(Dataset items)
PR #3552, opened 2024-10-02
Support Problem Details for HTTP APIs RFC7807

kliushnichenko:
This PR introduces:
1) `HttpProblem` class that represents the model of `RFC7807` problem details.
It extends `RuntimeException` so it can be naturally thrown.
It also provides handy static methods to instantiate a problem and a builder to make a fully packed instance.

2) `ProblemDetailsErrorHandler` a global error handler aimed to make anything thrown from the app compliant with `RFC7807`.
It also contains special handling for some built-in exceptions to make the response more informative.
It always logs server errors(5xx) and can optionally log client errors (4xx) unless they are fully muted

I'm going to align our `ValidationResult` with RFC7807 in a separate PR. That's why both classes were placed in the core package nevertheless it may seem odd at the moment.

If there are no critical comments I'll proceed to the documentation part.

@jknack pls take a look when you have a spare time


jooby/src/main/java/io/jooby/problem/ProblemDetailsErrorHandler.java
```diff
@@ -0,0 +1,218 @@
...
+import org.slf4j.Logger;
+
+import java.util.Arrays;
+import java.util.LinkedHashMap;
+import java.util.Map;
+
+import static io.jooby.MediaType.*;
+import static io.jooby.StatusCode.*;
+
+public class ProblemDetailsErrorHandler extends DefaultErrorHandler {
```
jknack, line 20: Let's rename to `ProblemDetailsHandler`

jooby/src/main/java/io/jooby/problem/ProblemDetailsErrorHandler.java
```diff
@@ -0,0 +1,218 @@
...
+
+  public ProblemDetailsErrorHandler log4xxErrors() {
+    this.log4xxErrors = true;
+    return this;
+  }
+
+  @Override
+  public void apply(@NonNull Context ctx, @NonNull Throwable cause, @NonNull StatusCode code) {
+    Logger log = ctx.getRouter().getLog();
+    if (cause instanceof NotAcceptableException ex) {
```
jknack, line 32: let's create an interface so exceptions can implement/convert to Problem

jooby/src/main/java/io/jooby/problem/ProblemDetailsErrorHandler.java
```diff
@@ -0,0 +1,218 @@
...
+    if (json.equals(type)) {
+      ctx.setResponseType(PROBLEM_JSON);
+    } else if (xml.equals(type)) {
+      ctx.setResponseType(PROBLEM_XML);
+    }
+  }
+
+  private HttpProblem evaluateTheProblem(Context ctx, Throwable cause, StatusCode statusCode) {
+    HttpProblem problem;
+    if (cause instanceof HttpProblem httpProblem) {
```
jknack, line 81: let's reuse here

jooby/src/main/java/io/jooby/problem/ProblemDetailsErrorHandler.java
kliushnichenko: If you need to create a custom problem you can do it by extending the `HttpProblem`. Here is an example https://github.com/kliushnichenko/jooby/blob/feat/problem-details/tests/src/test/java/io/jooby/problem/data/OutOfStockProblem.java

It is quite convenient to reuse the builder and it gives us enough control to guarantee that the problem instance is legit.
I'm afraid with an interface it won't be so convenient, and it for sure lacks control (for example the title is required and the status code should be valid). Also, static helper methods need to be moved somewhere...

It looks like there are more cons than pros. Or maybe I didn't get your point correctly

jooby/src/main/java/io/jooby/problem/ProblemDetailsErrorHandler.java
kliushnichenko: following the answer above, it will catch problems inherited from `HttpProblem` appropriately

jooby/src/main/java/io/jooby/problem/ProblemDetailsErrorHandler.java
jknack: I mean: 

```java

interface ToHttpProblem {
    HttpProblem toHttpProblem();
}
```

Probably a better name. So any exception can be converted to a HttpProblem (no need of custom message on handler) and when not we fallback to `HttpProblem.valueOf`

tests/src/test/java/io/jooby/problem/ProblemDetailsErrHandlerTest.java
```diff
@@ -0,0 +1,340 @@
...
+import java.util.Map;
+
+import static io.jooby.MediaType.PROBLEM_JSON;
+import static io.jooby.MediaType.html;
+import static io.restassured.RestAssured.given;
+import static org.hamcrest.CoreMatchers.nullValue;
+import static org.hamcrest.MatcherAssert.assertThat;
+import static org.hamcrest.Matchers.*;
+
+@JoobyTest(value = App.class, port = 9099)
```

▸ **What you should do**
All lines of the entries above where "equals" turns up should be reported.

▸ **Result of this exercise**
+    if (json.equals(type)) {
+    } else if (xml.equals(type)) {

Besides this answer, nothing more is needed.